Exercise — If a line comes after the one containing "Add a test for", leave it out; copy every line before it, and that line too, exactly as written, starting from the first line of the entries.

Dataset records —
- - - - - - -

PR #604, opened 2026-02-19
Add more tests in the next CI

atenart:
Convert the following tests to the next CI:
- Drop.
- Tracking.
- Pcap.

The filter, nft and ovs tests have been purposely left out to allow others to have a first experience with the next CI framework.

Add a test for the `--out-rotation` option.

### DIFF
--- a/Vagrantfile
+++ b/Vagrantfile
@@ -22,6 +22,7 @@ dnf install -y \
     python3-pip \
     python3-devel \
     socat \
+    tcpdump \
     nftables \
     make \
     jq \
@@ -185,6 +186,7 @@ Vagrant.configure("2") do |config|
           python3-dev \
           openvswitch-switch \
           socat \
+          tcpdump \
           nftables \
           make \
           jq


tests/next/include/helpers.sh
```diff
@@ -32,3 +32,30 @@ two_ns_vlan_simple() {
...
+
+# Create three network namespaces, with veth pairs. Configuration is the
+# following:
+# ns0 - veth01 - 10.0.42.1/24 - 1111::1/64
+# ns1 - veth10 - 10.0.42.2/24 - 1111::2/64
+# ns1 - veth12 - 10.0.43.1/24 - 2222::1/64
+# ns2 - veth21 - 10.0.43.2/24 - 2222::2/64
+#
+# The correct routes are installed in ns0 and ns2. Forwarding is enabled on ns1.
+three_ns_simple() {
```
amorenoz: I'm wondering at what point we should drop the "simple" part ... Given we don't have a "complex" version, should we just rename them all to "tree/two_ns" .. etc?

tests/next/include/helpers.sh
```diff
@@ -32,3 +32,30 @@ two_ns_vlan_simple() {
 	ip -net ns0 address add 2222::1/64 dev veth01.123
 	ip -net ns1 address add 2222::2/64 dev veth10.123
 }
+
+# Create three network namespaces, with veth pairs. Configuration is the
+# following:
+# ns0 - veth01 - 10.0.42.1/24 - 1111::1/64
+# ns1 - veth10 - 10.0.42.2/24 - 1111::2/64
```
amorenoz, line 38: mention VLAN h/w offload off?

tests/next/pcap.sh
```diff
@@ -0,0 +1,32 @@
+#!/bin/bash
+source $(dirname $0)/include/lib.sh
+source $(dirname $0)/include/helpers.sh
+
+pcap_tcp_cc() {
+	two_ns_simple
+
+	ip netns exec ns1 socat TCP-LISTEN:80 /dev/null &
```
amorenoz: can't we leak the process if retis or the connectivity fails?

tests/next/include/helpers.sh
atenart: Right :smile: I can s/simple// for next version.

tests/next/include/helpers.sh
atenart: There are no VLAN in there, it extends `two_ns` not the vlan version.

- - - - - - -

Response area —
PR #604, opened 2026-02-19
Add more tests in the next CI

atenart:
Convert the following tests to the next CI:
- Drop.
- Tracking.
- Pcap.

The filter, nft and ovs tests have been purposely left out to allow others to have a first experience with the next CI framework.

Add a test for the `--out-rotation` option.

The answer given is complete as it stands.